Let's start with a bang, shall we?
Saying Jesus is at the center of our marriage doesn't give us some magical hall pass to walk right into a fulfilling and thriving marriage.
There have been plenty of couples who've walked into church every week, worshipped Jesus together, and are now divorced or have been on the tipping point of getting divorced multiple times. The reason is that, without knowing it, the habits in their marriage are similar to a leak in a car tire. These habits slowly suck the life and vibrance out of their marriage until one day they've become stranded in the middle of nowhere wondering how in the world they got there and how this could have happened to them. Habits, that's how. We've yet to meet anyone who have told us, "I'm really hoping that my marriage is completely unfulfilling, life-sucking, and never thrives." The reason is because that's not what anyone wants! We want a blessed, fulfilling, exciting, thriving, and amazing marriage! Our habits are what get us to either destination.
In Galatians 6:7 it says, "Do not be deceived: God is not mocked, for whatever one sows, that he will also reap." And in 2 Corinthians 9:6 it says, "The point is this: whoever sows sparingly will also reap sparingly, and whoever sows bountifully will also reap bountifully."
Our habits are "seeds" that we sow. The future harvest in our marriage will be a direct result of the seeds we are planting today. Here are 5 habits that we've consistently found in marriages that are thriving.
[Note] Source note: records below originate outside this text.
PR #882, opened 2021-02-04
Pa 2659

devinleighsmith:
ensure that parcels/buildings using current year not most recent year.

### DIFF
--- a/frontend/src/features/mapSideBar/SidebarContents/subforms/BuildingReviewPage.tsx
+++ b/frontend/src/features/mapSideBar/SidebarContents/subforms/BuildingReviewPage.tsx
@@ -47,7 +47,6 @@ export const BuildingReviewPage: React.FC<any> = (props: IReviewProps) => {
     },
     [props.nameSpace],
   );
-  const netBookYear = getIn(formikProps.values, withNameSpace('financials.0.netbook.fiscalYear'));
   const defaultEditValues = useMemo(
     () => ({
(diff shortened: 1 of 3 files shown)


frontend/src/features/mapSideBar/SidebarContents/subforms/BuildingReviewPage.tsx
```diff
@@ -45,7 +45,6 @@ export const BuildingReviewPage: React.FC<any> = (props: IReviewProps) => {
     },
     [props.nameSpace],
   );
-  const netBookYear = getIn(formikProps.values, withNameSpace('financials.0.netbook.fiscalYear'));
```
devinleighsmith, line 48: Whilst this technically works since all 10 years of history from the current year are created, and in sorted order, and currently only contain netbook values, this doesn't work if another type of fiscal is added. Switching to searching based on the programmatically determined fiscal index is safer.

jdtoombs (approved):

Fosol (approved):

frontend/src/features/mapSideBar/SidebarContents/subforms/BuildingReviewPage.tsx
agalbrai: it took my brain a minute to read "programmatically" lol

agalbrai (approved):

1. They intentionally speak life over their spouse
Without question, our words have the power to create. What we create is up to us. The Word says that we can either create life or death with our words. How do we talk about and/or describe our spouse when we're at work or with our friends? What words do we use to describe their behavior when things get heated? Do we speak life or death? When we see a marriage that is thriving, we also see two people that intentionally make the choice to speak life in and over their spouse.
2. They repent quickly and often
We are human. We make mistakes. When it comes to saying something that we shouldn't, having a toxic attitude, or making a mistake in our marriage it's not a matter of if these things will happen, but a matter of when and how often. When we are the ones who have made the mistake our first inclination is to run the other way and not confront the issue(s) at hand. As humans we are wired to avoid pain, but when it comes to the "pain of repentance" its important not to run from it, but embrace it. When we make a mistake, we need to own it, repent, and move forward in unity.
3. They pray together
Here are some pretty amazing words that come straight from the mouth of Jesus himself in Matthew 18:
"I also tell you this: If two of you agree here on earth concerning anything you ask, my Father in heaven will do it for you."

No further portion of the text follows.